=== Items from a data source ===
________

Issue #1609, opened 2023-07-20
Print token as asterisks


dayo09:
## What?

Let's convert token printed on the console as asterisks for the sake of security.

## How?

Use winston library

dayo09:
I tried to apply pino to vscode Logger, but it seems that our logger need to be streamified for that.

I simply added Regex replace step to redact.

https://github.com/Samsung/ONE-vscode/pull/1610

PR #1610, opened 2023-07-20
[Logger] Add redact step

dayo09:
This commit adds redact step to a Logger.

---

For #1609

### DIFF
--- a/src/Utils/Logger.ts
+++ b/src/Utils/Logger.ts
@@ -33,26 +33,36 @@ const isDebugMode = process.env.VSCODE_DEBUG_MODE === "true";
  * - message: watch out
  */
 function _logStr(severity: string, tag: string, ...msgs: MsgList) {
-  let logStrList = [];
-
   if (msgs.length === 0) {
     // Do not print
     return "";
   }
 
-  for (let m of msgs) {
-    if (m instanceof Error) {
-      const err = m as Error;
-      logStrList.push(
-        `\nError was thrown:\n- name: ${err.name}\n- message: ${err.message}`
-      );
-    } else if (typeof m === "object") {
-      logStrList.push(`\n${m.constructor.name}: ${JSON.stringify(m)}`);
-    } else {
-      logStrList.push(`${m}`);
+  const flatten = (msgs: MsgList) => {
+    let logStrList = [];
+    for (let m of msgs) {
+      if (m instanceof Error) {
+        const err = m as Error;
+        logStrList.push(
+          `\nError was thrown:\n- name: ${err.name}\n- message: ${err.message}`
+        );
+      } else if (typeof m === "object") {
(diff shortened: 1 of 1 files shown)


jyoungyun (dismissed):
LGTM

dayo09:
@Samsung/one-vscode_committers PTAL :-D

src/Utils/Logger.ts
```diff
@@ -33,26 +33,36 @@ const isDebugMode = process.env.VSCODE_DEBUG_MODE === "true";
...
     }
-  }
-  const msg = logStrList.join(" ");
+    return logStrList.join(" ");
+  };
+
+  const redact = (msg: string) => {
+    // Replace github tokens with ********
+    const prefix = "ghp_";
+    const regex = new RegExp(`${prefix}[a-zA-Z0-9]+`, "g");
```
batcheu, line 61: How about to add the regular expression for ['Fine Grained Personal Acess Token'](https://docs.github.com/ko/authentication/keeping-your-account-and-data-secure/managing-your-personal-access-tokens#fine-grained-personal-access-tokens) either?
I'm not sure whether RegExp() supports 'ORed' expression, if so we can add it as OR-ed option as like,
```
const prefix_classic = "ghp_";
const prefix_fgp = "github_pat_";
`^(${prefix_classic}[a-zA-Z0-9]+|${prefix_fgp}_[a-zA-Z0-9]{22}_[a-zA-Z0-9]{59})`
```

dayo09: @batcheu Look like a good idea to add the redact for fine grained token :-D

BTW I didn't find the string length of classic token so I supposed to redact all the strings starting with 'ghp_'. 
And I cannot find the string length of fine grained token written somewhere in github page either. 

If you have found some, could you let me know the link?

If not, let me simply add find-grained Regex as github_pat_[a-zA-Z0-9]+.

dayo09: @batcheu Applied :-D

batcheu: Oops, I didn't notice that you've added comments. 😮
Sorry for late reply 😢 

I just check the regular expression of new type of access token in below link.
* [Github token validation regular expression](https://gist.github.com/magnetikonline/073afe7909ffdd6f10ef06a00bc3bc88)

And I also found below GITHUB's official annoucement related with access token today.
* https://github.blog/changelog/2021-03-31-authentication-token-format-updates-are-generally-available/

> The length of our tokens is remaining the same for now. 
> However, GitHub tokens will likely increase in length in future updates, so integrators should plan to support tokens up to 255 characters after June 1, 2021.

So, I think that your suggestion is more proper than fixed length expression.

batcheu (approved):
LGTM

jyoungyun (approved):
LGTM

dayo09:
@Samsung/one-vscode_committers PTAL :-D

Issue #1621, opened 2023-09-01
[EdgeTPU Backend] Organization of this project


hohee-hee:
# WHY

EdgeTPU is a processing unit which is optimized for tensor operation. It supports faster inference of deep learning models in on-device environment. However, it can’t inference every type of models. Only `.tflite` model that is already compiled with EdgeTPU Compiler can be executed on EdgeTPU. Therefore, EdgeTPU can run inference a TensorFlow Lite Model that is compiled with EdgeTPU Compiler provided by Google Coral.

Currently, however, the compiler is only performed in the CLI environment so it cannot provide a better developer experience. So we are going to add a new vscode extension to do above process on ONE-vscode which consists of GUI environment. Through this project, users are expected to use EdgeTPU more intuitively and conveniently.

# WHAT

This project is to make vscode extension to use EdgeTPU compiler, which supports faster inference of deep learning model in on-device environment, in ONE conveniently.

### Functions

1. Implementation of Backend Interface for EdgeTPU
    
    The main function of this project is to implement a Backend Interface for EdgeTPU Compiler in ONE-vscode. The goal is to provide an environment where users can install EdgeTPU compiler with clicking a button instead of entering command line. In addition, the extension has a capability to convert standard tflite model to EdgeTPU’s tflite model without entering CLI commands.
    
2. Visualization EdgeTPU’s tflite model in ONE Explorer 
    
    One of the most important elements of extension of vscode is to visualize all models and files with tree structure. In this case of EdgeTPU, model files are compiled to tflite format but this appears same with general tflite models. Therefore, our new extension have to support visualization after considering how to distinguish naturally those two types of tflite models(general and EdgeTPU’s).
    

# HOW

### Mockup
![BackendForEdgeTPU (1)](https://github.com/Samsung/ONE-vscode/assets/122425990/8457da59-c771-4501-8b8a-ab917b2a5d16)

1. on Toolchain View
    1. Support to install EdgeTPU Compiler with command palette menu
    2. Support to set Default Toolchain with EdgeTPU Compiler
    3. Support to uninstall EdgeTPU Compiler on Toolchain
2. on ONE Explorer
    1. show `.tflite` by Base Model
    2. after clicking the file, config window will be shown
    3. choose some compile options for EdgeTPU Compiler on the window
    4. with play button, compile the Base Model file with EdgeTPU Compiler
    5. show a compiled tflite file for EdgeTPU in the sub part of the cfg file
3. on Console
[...]

PR #1625, opened 2023-09-05
Draft : [EdgeTPU] Adding Options for Edge TPU Compiler to CfgEditor

Hyeon-Uk:
For #1621 

This Draft is to add options for `Edge TPU Compiler` to cfgEditor

ONE-vscode-DCO-1.0-Signed-off-by: Hyeon-Uk <rlagusdnr120@gmail.com>

### DIFF
--- a/media/CfgEditor/cfgeditor.html
+++ b/media/CfgEditor/cfgeditor.html
@@ -244,16 +244,6 @@ limitations under the License.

________

Your task is to copy each line of the data above that holds "Explorer".

=== Answer to the exercise ===
2. Visualization EdgeTPU’s tflite model in ONE Explorer 
2. on ONE Explorer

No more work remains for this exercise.